START Provided material

PR #23165, opened 2026-05-13
Package inline issue fixes

Aragas:
# Fix: packaged installer crashes at startup with "Cannot find module" errors

## Problem

After the recent NX + `pnpm deploy` migration, the packaged installer launches but the main process (and then the renderer) crash at startup with a cascading sequence of `Cannot find module` errors:

```
Error: Cannot find module '@babel/runtime/helpers/typeof'
  required by app.asar/node_modules/i18next/dist/cjs/i18next.js

Error: Cannot find module 'source-map'
  required by app.asar/node_modules/source-map-support/source-map-support.js

SyntaxError: The requested module 'is-stream' does not provide an export named 'isReadableStream'

Error: Cannot find module 'redux-freeze'
  required by app.asar/renderer.js
```

## Root cause

`pnpm deploy` (with `forceLegacyDeploy: true`) produces an **isolated** `node_modules` layout where direct deps are top-level symlinks and transitives only live under `.pnpm/<shard>/node_modules/`. electron-builder 24.x doesn't traverse the `.pnpm` virtual store, so 98+ transitive packages reachable from main's runtime imports never make it into `app.asar`.

A separate but related issue: the renderer is webpack-bundled with `nodeExternals({ allowlist: [/@vortex\/shared/] })`, which marks **every** dep as an external runtime `require()`. Those externals need to live in `@vortex/main`'s production dependencies (since `renderer.js` lives inside `app.asar`, governed by main's `package.json`).

## Approaches considered

| # | Approach | Verdict |
|---|---|---|
| 1 | Declare missing transitives explicitly in main's `dependencies` | Tried with `@babel/runtime` — audit revealed **98 missing transitives** (`source-map`, `js-yaml`, `keyv`, `tldts`, `chokidar`, `graceful-fs`, …). Whack-a-mole with new failures every dep update. Rejected. |
| 2 | Post-deploy in-house hoister (walk `.pnpm/`, create top-level junctions) | Got us further but hit a hard wall on **version conflicts**: three versions of `is-stream` in the tree, only one can sit at the top, picked the wrong one. Flat hoisting can't faithfully represent multi-version graphs. Rejected. |
| 3 | **Post-deploy `pnpm install --node-linker=hoisted`** — let pnpm do the hoist+nest itself | Adopted. pnpm correctly puts compatible versions at the top and nests conflicts under their consumer (e.g. top-level `is-stream@4` for `got`, `execa/node_modules/is-stream@1` for `execa`). |

## Solution

After `pnpm deploy` produces the (isolated) dist, a follow-up `pnpm install --prod --node-linker=hoisted` re-lays out `dist/node_modules` in npm-style hoisted-with-nesting. electron-builder's `includeSubNodeModules` is flipped to `true` so the nested copies (for conflict versions) also make it into the asar.

For the install to succeed in `dist/` (which is outside the workspace), `prepare-dist-package.mjs`:
- Resolves `catalog:` deps via the **raw catalog spec** from the root `pnpm-workspace.yaml` (so git-URL catalog entries like `bbcode-to-react: git+https://...` are preserved verbatim — `pnpm deploy`'s resolution turns them into internal version numbers that don't exist on npm).
- Resolves `workspace:*` deps to `file:<absolute-path>` pointing at the workspace **source** (parsed from the workspace's `packages:` glob), not at the about-to-be-wiped pnpm-deploy copy under `.pnpm/`.
- Writes a shadow `dist/pnpm-workspace.yaml` carrying just `overrides` and `allowBuilds` from root (so transitive version overrides and native-module build-script approvals survive). The shadow exists so pnpm stops walking up at `dist/` and doesn't pick up the root's `catalogMode: strict` / `forceLegacyDeploy` settings.
- Wipes `dist/node_modules` so the follow-up install rebuilds it cleanly.

### [`src/main/prepare-dist-package.mjs`](src/main/prepare-dist-package.mjs)
Rewritten to:
- Read the **source** `src/main/package.json` (preserves `catalog:`/`workspace:*` protocols intact).
- Parse the root `pnpm-workspace.yaml` for the `catalog:` block and `packages:` glob.
- Resolve `catalog:` → raw catalog spec, `workspace:*` → `file:<absolute-path>`.
- Write the resolved `package.json` to both `dist/package.json` and `dist/build/package.json`.
- Write a shadow `dist/pnpm-workspace.yaml` with `overrides` + `allowBuilds`.
- Wipe `dist/node_modules`.

### [`src/main/package.json`](src/main/package.json)
- `publish` script appends `&& pnpm install --dir=./dist --prod --node-linker=hoisted` after the existing `rimraf` + `pnpm deploy` + `prepare-dist-package.mjs` chain.
- Moved `@welldone-software/why-did-you-render` and `redux-freeze` from `devDependencies` → `dependencies` (renderer externals require them at runtime).
- Added `csstype` to `dependencies` (renderer external, previously not declared anywhere in main).

### [`src/main/electron-builder.config.json`](src/main/electron-builder.config.json)
- `includeSubNodeModules: false` → `true`. Required so nested `node_modules/<pkg>/node_modules/<dep>` directories (which pnpm/npm produce on version conflicts) are bundled into the asar.

### [`src/shared/tsconfig.json`](src/shared/tsconfig.json)
- `"include": ["**/*"]` → `"include": ["src/**/*"]`. Drive-by fix for a pre-existing nx parallelism race that surfaced when this PR invalidated the build cache: `tsdown` rewrites content-hashed `dist/*` files while `tsc` is reading them, producing intermittent `TS6053: File not found` errors. Matches the pattern used by `src/main`, `src/preload`, and `packages/adaptor-api`.

## Verification

Locally, after the changes:

- `pnpm install --prod --node-linker=hoisted` in `dist/` completes in ~47s with all native modules (winapi-bindings, xxhash-addon, leveldown, protobufjs, drivelist) successfully building via `allowBuilds`.
- `is-stream@4` sits at top level (satisfies `isReadableStream` consumers via `got`), `is-stream@1` nested under `execa` (satisfies execa's `^1.1.0`).
- All previously-missing transitives — `@babel/runtime`, `source-map`, `chokidar`, `keyv`, `js-yaml`, `graceful-fs`, `colors`, `tldts`, etc. — resolve at top level.
- Workspace deps `@nexusmods/adaptor-api` and `exe-version` install from their workspace source via `file:`.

END Provided material

The records above should be returned exactly.

### [Response to this task]
PR #23165, opened 2026-05-13
Package inline issue fixes

Aragas:
# Fix: packaged installer crashes at startup with "Cannot find module" errors

## Problem

After the recent NX + `pnpm deploy` migration, the packaged installer launches but the main process (and then the renderer) crash at startup with a cascading sequence of `Cannot find module` errors:

```
Error: Cannot find module '@babel/runtime/helpers/typeof'
  required by app.asar/node_modules/i18next/dist/cjs/i18next.js

Error: Cannot find module 'source-map'
  required by app.asar/node_modules/source-map-support/source-map-support.js

SyntaxError: The requested module 'is-stream' does not provide an export named 'isReadableStream'

Error: Cannot find module 'redux-freeze'
  required by app.asar/renderer.js
```

## Root cause

`pnpm deploy` (with `forceLegacyDeploy: true`) produces an **isolated** `node_modules` layout where direct deps are top-level symlinks and transitives only live under `.pnpm/<shard>/node_modules/`. electron-builder 24.x doesn't traverse the `.pnpm` virtual store, so 98+ transitive packages reachable from main's runtime imports never make it into `app.asar`.

A separate but related issue: the renderer is webpack-bundled with `nodeExternals({ allowlist: [/@vortex\/shared/] })`, which marks **every** dep as an external runtime `require()`. Those externals need to live in `@vortex/main`'s production dependencies (since `renderer.js` lives inside `app.asar`, governed by main's `package.json`).

## Approaches considered

| # | Approach | Verdict |
|---|---|---|
| 1 | Declare missing transitives explicitly in main's `dependencies` | Tried with `@babel/runtime` — audit revealed **98 missing transitives** (`source-map`, `js-yaml`, `keyv`, `tldts`, `chokidar`, `graceful-fs`, …). Whack-a-mole with new failures every dep update. Rejected. |
| 2 | Post-deploy in-house hoister (walk `.pnpm/`, create top-level junctions) | Got us further but hit a hard wall on **version conflicts**: three versions of `is-stream` in the tree, only one can sit at the top, picked the wrong one. Flat hoisting can't faithfully represent multi-version graphs. Rejected. |
| 3 | **Post-deploy `pnpm install --node-linker=hoisted`** — let pnpm do the hoist+nest itself | Adopted. pnpm correctly puts compatible versions at the top and nests conflicts under their consumer (e.g. top-level `is-stream@4` for `got`, `execa/node_modules/is-stream@1` for `execa`). |

## Solution

After `pnpm deploy` produces the (isolated) dist, a follow-up `pnpm install --prod --node-linker=hoisted` re-lays out `dist/node_modules` in npm-style hoisted-with-nesting. electron-builder's `includeSubNodeModules` is flipped to `true` so the nested copies (for conflict versions) also make it into the asar.

For the install to succeed in `dist/` (which is outside the workspace), `prepare-dist-package.mjs`:
- Resolves `catalog:` deps via the **raw catalog spec** from the root `pnpm-workspace.yaml` (so git-URL catalog entries like `bbcode-to-react: git+https://...` are preserved verbatim — `pnpm deploy`'s resolution turns them into internal version numbers that don't exist on npm).
- Resolves `workspace:*` deps to `file:<absolute-path>` pointing at the workspace **source** (parsed from the workspace's `packages:` glob), not at the about-to-be-wiped pnpm-deploy copy under `.pnpm/`.
- Writes a shadow `dist/pnpm-workspace.yaml` carrying just `overrides` and `allowBuilds` from root (so transitive version overrides and native-module build-script approvals survive). The shadow exists so pnpm stops walking up at `dist/` and doesn't pick up the root's `catalogMode: strict` / `forceLegacyDeploy` settings.
- Wipes `dist/node_modules` so the follow-up install rebuilds it cleanly.

### [`src/main/prepare-dist-package.mjs`](src/main/prepare-dist-package.mjs)
Rewritten to:
- Read the **source** `src/main/package.json` (preserves `catalog:`/`workspace:*` protocols intact).
- Parse the root `pnpm-workspace.yaml` for the `catalog:` block and `packages:` glob.
- Resolve `catalog:` → raw catalog spec, `workspace:*` → `file:<absolute-path>`.
- Write the resolved `package.json` to both `dist/package.json` and `dist/build/package.json`.
- Write a shadow `dist/pnpm-workspace.yaml` with `overrides` + `allowBuilds`.
- Wipe `dist/node_modules`.

### [`src/main/package.json`](src/main/package.json)
- `publish` script appends `&& pnpm install --dir=./dist --prod --node-linker=hoisted` after the existing `rimraf` + `pnpm deploy` + `prepare-dist-package.mjs` chain.
- Moved `@welldone-software/why-did-you-render` and `redux-freeze` from `devDependencies` → `dependencies` (renderer externals require them at runtime).
- Added `csstype` to `dependencies` (renderer external, previously not declared anywhere in main).

### [`src/main/electron-builder.config.json`](src/main/electron-builder.config.json)
- `includeSubNodeModules: false` → `true`. Required so nested `node_modules/<pkg>/node_modules/<dep>` directories (which pnpm/npm produce on version conflicts) are bundled into the asar.

### [`src/shared/tsconfig.json`](src/shared/tsconfig.json)
- `"include": ["**/*"]` → `"include": ["src/**/*"]`. Drive-by fix for a pre-existing nx parallelism race that surfaced when this PR invalidated the build cache: `tsdown` rewrites content-hashed `dist/*` files while `tsc` is reading them, producing intermittent `TS6053: File not found` errors. Matches the pattern used by `src/main`, `src/preload`, and `packages/adaptor-api`.

## Verification

Locally, after the changes:

- `pnpm install --prod --node-linker=hoisted` in `dist/` completes in ~47s with all native modules (winapi-bindings, xxhash-addon, leveldown, protobufjs, drivelist) successfully building via `allowBuilds`.
- `is-stream@4` sits at top level (satisfies `isReadableStream` consumers via `got`), `is-stream@1` nested under `execa` (satisfies execa's `^1.1.0`).
- All previously-missing transitives — `@babel/runtime`, `source-map`, `chokidar`, `keyv`, `js-yaml`, `graceful-fs`, `colors`, `tldts`, etc. — resolve at top level.
- Workspace deps `@nexusmods/adaptor-api` and `exe-version` install from their workspace source via `file:`.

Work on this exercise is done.